Having, in our consideration of the
message of the "Letter to the Hebrews,"
identified the all-inclusive object as the fullness of
Christ, we proceed to crystallize that object, or see
that it is here crystallized, into the Divine meaning of
sonship. This thought runs right through the letter, but
at points the keynote is struck with particular emphasis.
1. THE SON. "Hath at the end...
spoken... in His Son" (margin: a son; literally
"Thou art My Son." (1:5).
"But of the Son He saith." (1:8).
"Christ as a Son, over His (God's) house." (3:6).
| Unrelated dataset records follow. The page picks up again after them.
PR #3186, opened 2023-05-18
seq syntax changes in iset.mm - isum etc

jkingdon:
This is quite similar to previous pull requests in this series - use the theorems which use the preferred seq syntax and remove theorems which are no longer used because of those changes.


wlammen (approved):

david-a-wheeler:
+1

2. THE SONS. "...bringing many
sons unto glory." (2: 10).
"My son, regard not lightly the chastening of the
Lord... and scourgeth every son whom He receiveth... God
dealeth with you as with sons... the Father of our
spirits." (12:5-7,9). (See also
"Ye are come... to the church of the firstborn...
enrolled in heaven." (12:22-23).
The central truth then, around which all
else circles, and in the light of which all else must be
read, is the mystery or hidden nature of sonship. There
is no greater thing in all Divine revelation than the
thought and purpose of sonship. But this letter shows (as
do other parts of the New Testament) that sonship is not
an initial relationship but an ultimate one. It is not
what is meant by being born of God or being a child of
God, although sonship is implicit in that, but it is the
maturity and therefore responsibility of those born of
God; it is just that motive of all the exhortations,
entreaties, encouragements, and warnings in the letter,
at one point set over against unduly delayed growth in
the words "Let us go on to full growth," (6:1).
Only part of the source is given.